**TASK TO CARRY OUT:** The required result is every line of the records that includes "this".

(Stored data)
++++++++++++++++++++
PR #387, opened 2024-05-13
Fix instance segmentation batching

grzegorz-roboflow:
# Description

Below example results in error:

```python
from typing import List

from inference import get_model
from inference.core.entities.responses.inference import InstanceSegmentationInferenceResponse

model = get_model(model_id="chess-pieces-and-chess-board-instance-segmentation/1")

results: List[InstanceSegmentationInferenceResponse] = model.infer(["20240423_121344.jpg", "20240423_121349.jpg"])
```

Exception:

```python
Traceback (most recent call last):
  File "/path/to/inference/inference/core/models/instance_segmentation_base.py", line 97, in infer
    return super().infer(
  File "/path/to/inference/inference/core/models/roboflow.py", line 627, in infer
    return super().infer(image, **kwargs)
  File "/path/to/inference/inference/core/models/base.py", line 28, in infer
    postprocessed = self.postprocess(predicted_arrays, returned_metadata, **kwargs)
  File "/path/to/inference/inference/core/models/instance_segmentation_base.py", line 134, in postprocess
    predictions = np.array(predictions)
ValueError: setting an array element with a sequence. The requested array has an inhomogeneous shape after 1 dimensions. The detected shape was (2,) + inhomogeneous part.

```
## Type of change

Executed above script with two images where each image is resulting in different number of segmentations and exception is not thrown anymore

N/A

## Docs

N/A

### DIFF
--- a/inference/core/models/instance_segmentation_base.py
+++ b/inference/core/models/instance_segmentation_base.py
@@ -143,8 +143,6 @@ class InstanceSegmentationBaseOnnxRoboflowInferenceModel(OnnxRoboflowInferenceMo
             if pred.size == 0:
                 masks.append([])
                 continue
-            if not isinstance(pred, np.ndarray):
-                pred = np.array(pred)
             if mask_decode_mode == "accurate":
                 batch_masks = process_mask_accurate(
                     proto, pred[:, 7:], pred[:, :4], img_in_shape[2:]
--- a/inference/core/models/instance_segmentation_base.py
+++ b/inference/core/models/instance_segmentation_base.py
@@ -134,62 +134,59 @@ class InstanceSegmentationBaseOnnxRoboflowInferenceModel(OnnxRoboflowInferenceMo
         mask_decode_mode = kwargs["mask_decode_mode"]
         tradeoff_factor = kwargs["tradeoff_factor"]
         img_in_shape = preprocess_return_metadata["im_shape"]
-        if self.batching_enabled:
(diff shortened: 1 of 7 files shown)


inference/core/models/instance_segmentation_base.py
```diff
@@ -240,14 +242,19 @@ def make_response(
...
+                    # TODO: logger.debug
+                    continue
+                # Passing args as a dictionary here since one of the args is 'class' (a protected term in Python)
+                predictions.append(
                     InstanceSegmentationPrediction(
-                        # Passing args as a dictionary here since one of the args is 'class' (a protected term in Python)
                         **{
-                            "x": (pred[0] + pred[2]) / 2,
-                            "y": (pred[1] + pred[3]) / 2,
+                            "x": pred[0] + (pred[2] - pred[0]) / 2,
```
PawelPeczek-Roboflow, line 256: I understand that this change is to make it verbose that we are adding half width / height in order to make x, y point center of bbox, right?
in other words - there is no math diff (despite potential floating point diffs)

PawelPeczek-Roboflow (approved):

inference/core/models/instance_segmentation_base.py
grzegorz-roboflow: Yep, I know the math before was correct but thought my brain will not think about these lines when I read this again. If this results in different result due to floating point error it's not surfacing int ests.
++++++++++++++++++++
**EXERCISE RESULT:**
PawelPeczek-Roboflow, line 256: I understand that this change is to make it verbose that we are adding half width / height in order to make x, y point center of bbox, right?
grzegorz-roboflow: Yep, I know the math before was correct but thought my brain will not think about these lines when I read this again. If this results in different result due to floating point error it's not surfacing int ests.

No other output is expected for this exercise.